In one of the projects at the Networks course that I was teaching at New York University Abu Dhabi in Fall 2019, my students have explored the network of Climate-Weather related Wikipedia pages.

Starting from the following three Wikipedia pages:

and using the Python module wikipedia 1.4.0, we have collected Wikipedia pages originating from the above three Climate-Weather Wikipedia pages:

  • 495 pages from ‘Global Warming’ (redirected from ‘Climate Change’),
  • 1140 pages from ‘Carbon Dioxide’, and
  • 290 pages from ‘Weather’.

The number of common pages hyperlinked by ‘Global Warming’ and ‘Weather’ was 41. The number of common pages hyperlinked by ‘Carbon dioxide’ and ‘Weather’ was 24. The number of common pages hyperlinked by ‘Global warming’, ‘Carbon dioxide’ and ‘Weather’ was 16. The number of common pages hyperlinked by ‘Global Warming’ and ‘Carbon dioxide’ was 207.

Moreover, there exist 179,104 hyperlinks among the pages starting from all the Climate-Weather originating Wikipedia pages. Therefore, this network has 1,669 nodes (webpages) and 179,104 edges (hyperlinks).

The Climate-Weather graph is a simple, unweighted directed graph (without any isolates), it is not strongly connected, it has 32 strongly connected components, and it is weakly connected. Its density is 0.064, its transitivity is 0.543, and its reciprocity is 0.615. What the three last numbers indicate is that the Climate-Weather graph is a sparse graph, with a moderate number of triangles, and rather high percentage of reciprocating links.
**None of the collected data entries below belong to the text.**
Issue #1409, opened 2025-09-08
Getting  TS2304: Cannot find name 'PretrainedProcessorOptions'. error


ShibleNK:
### System Info

transformers.js - 3.7.2
github codespaces 
node  - 22.17.0
Next.js 15 for frontend
Node.js for backend
typescript - 5.8.3

### Environment/Platform

- [x] Website/web-app
- [ ] Browser extension
- [ ] Server-side (e.g., Node.js, Deno, Bun)
- [ ] Desktop app (e.g., Electron)
- [ ] Other (e.g., VSCode extension)

### Description

I was trying to use the gemma-3-1b-it-ONNX-GQA for giving prompt to generate text. 

### Reproduction

package.json
```
{
  "devDependencies": {
    "@huggingface/transformers": "^3.7.2"
  }
}
```

tsconfig.json
```
{
  "compilerOptions": {
    "target": "ES6",
    "baseUrl": "./src",
    "rootDir": "./src",
    "module": "commonjs",
    "paths": {
      "@/*": ["*"]
    },
    "typeRoots": ["./src/types", "./node_modules/@types"],
    "strict": true,
    "outDir": "./dist",
    "esModuleInterop": true
  },
  "include": ["./src/**/*"]
}
```

main.ts
```
import { pipeline } from "@huggingface/transformers";
```

executing tsc returns -

```../node_modules/.pnpm/@huggingface+transformers@3.7.2/node_modules/@huggingface/transformers/types/models/auto/processing_auto.d.ts:32:77 - error TS2304: Cannot find name 'PretrainedProcessorOptions'.

32     static from_pretrained(pretrained_model_name_or_path: string, options?: PretrainedProcessorOptions): Promise<Processor>;
                                                                               ~~~~~~~~~~~~~~~~~~~~~~~~~~

../node_modules/.pnpm/@huggingface+transformers@3.7.2/node_modules/@huggingface/transformers/types/models/mgp_str/processing_mgp_str.d.ts:52:5 - error TS2416: Property 'batch_decode' in type 'MgpstrProcessor' is not assignable to the same property in base type 'Processor'.
  Type '([char_logits, bpe_logits, wp_logits]: Tensor[]) => { generated_text: string[]; scores: number[]; char_preds: string[]; bpe_preds: string[]; wp_preds: string[]; }' is not assignable to type '(batch: number[][] | Tensor, decode_args?: any) => string[]'.
    Types of parameters '__0' and 'batch' are incompatible.
[...]

Issue #1337, opened 2025-06-10
3.5.2 typescript build errors


jozefchutka:
### System Info

- transformers.js: 3.5.2

### Environment/Platform

- [x] Website/web-app
- [ ] Browser extension
- [ ] Server-side (e.g., Node.js, Deno, Bun)
- [ ] Desktop app (e.g., Electron)
- [ ] Other (e.g., VSCode extension)

### Description

Running a very basic typescript build using transformers.js 3.5.2 fails.

### Reproduction

package.json:

```json
{
	"devDependencies": {
		"@huggingface/transformers": "^3.5.2"
	}
}
```

tsconfig.json:

```json
{
	"compilerOptions": {
	  "target": "ESNEXT",
	  "lib": ["ESNext", "WebWorker"],
	  "module": "ESNext",
	  "moduleResolution": "bundler",
	  "baseUrl": "./",
	  "paths": {}
	}
  }
```

Main.mts

```ts
import { AutomaticSpeechRecognitionConfig, env, pipeline, ProgressCallback } from "@huggingface/transformers";
```

runnig `tsc` command fails with the following errors:

```
node_modules/@huggingface/transformers/types/models/auto/processing_auto.d.ts:32:76 - error TS2304: Cannot find name 'PretrainedProcessorOptions'.

32     static from_pretrained(pretrained_model_name_or_path: string, options: PretrainedProcessorOptions): Promise<Processor>;
                                                                              ~~~~~~~~~~~~~~~~~~~~~~~~~~

node_modules/@huggingface/transformers/types/models/mgp_str/processing_mgp_str.d.ts:52:5 - error TS2416: Property 'batch_decode' in type 'MgpstrProcessor' is not assignable to the same property in base type 'Processor'.
  Type '([char_logits, bpe_logits, wp_logits]: Tensor[]) => { generated_text: string[]; scores: number[]; char_preds: string[]; bpe_preds: string[]; wp_preds: string[]; }' is not assignable to type '(batch: number[][] | Tensor, decode_args?: any) => string[]'.
    Types of parameters '__0' and 'batch' are incompatible.
      Type 'number[][] | Tensor' is not assignable to type 'Tensor[]'.
        Type 'number[][]' is not assignable to type 'Tensor[]'.
          Type 'number[]' is missing the following properties from type 'Tensor': dims, type, data, size, and 47 more.

[...]

PR #1436, opened 2025-10-10
Type error fixes

nico-martin:
The following errors from https://github.com/huggingface/transformers.js/issues/1409 are adressed by this PR:
-  Added a type definition (@typedef) that tells TypeScript what PretrainedProcessorOptions is
-  Changed the parameter type from "an array of Tensors" to "exactly 3 Tensors" (char, bpe, wp)
- The sharp import error (needs esModuleInterop)

Closes https://github.com/huggingface/transformers.js/issues/1337
Closes https://github.com/huggingface/transformers.js/issues/1409


src/models/mgp_str/processing_mgp_str.js
```diff
@@ -119,8 +119,7 @@ export class MgpstrProcessor extends Processor {
      * - bpe_preds: The list of BPE decoded sentences.
      * - wp_preds: The list of wp decoded sentences.
      */
-    // @ts-expect-error The type of this method is not compatible with the one
-    // in the base class. It might be a good idea to fix this.
+    // @ts-expect-error The type of this method is not compatible with the one in the base class.
```
xenova, line 122: ah thanks! Probably why it wasn't being registered correctly.

tsconfig.json
```diff
@@ -13,7 +13,8 @@
     "declaration": true,
     "declarationMap": true,
     "noEmit": false,
-    "emitDeclarationOnly": true
+    "emitDeclarationOnly": true,
+    "esModuleInterop": true
```
xenova, line 17: what does this do (specifically needed for this PR)? 👀 https://www.typescriptlang.org/tsconfig/#esModuleInterop

.gitignore
```diff
@@ -5,6 +5,7 @@ node_modules
 .DS_STORE
 deno.lock
 .idea
+demo
```
xenova:
```suggestion
```

nico-martin: You're right. I removed it.

tsconfig.json
nico-martin: I got an error file investigation this issue:
```
../types/utils/image.d.ts:140:8 - error TS1259: Module '"/path/transformers.js/node_modules/sharp/lib/index"' can only be default-imported using the 'esModuleInterop' flag

140 import sharp from 'sharp';
```
The problem is that sharp is using commonJS (require). This will ensure that interop between CommonJS ed es modules works better. As far as I know it doesn't affect runtime behavior. It only helps TypeScript understand CommonJS modules better during type checking and generation.

xenova: gotcha! thanks :)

The following is a plot of the Climate-Weather graph:

The largest strongly connected component of the Global Warming & Weather graph has 1637 nodes and 177095 edges. Its density is 0.066, its transitivity is 0.551, and its reciprocity is 0.622. The percentage of pages from the whole graph included in the largest strongly connected component is 0.981, and the percentage of links from the whole graph included in the largest strongly connected component is 0.989. This means that the biggest part of the Global Warming & Weather graph is included in its largest connected component. The diameter of this graph is 6. This means that the maximum geodesic distance between any two webpages in the graph is 6.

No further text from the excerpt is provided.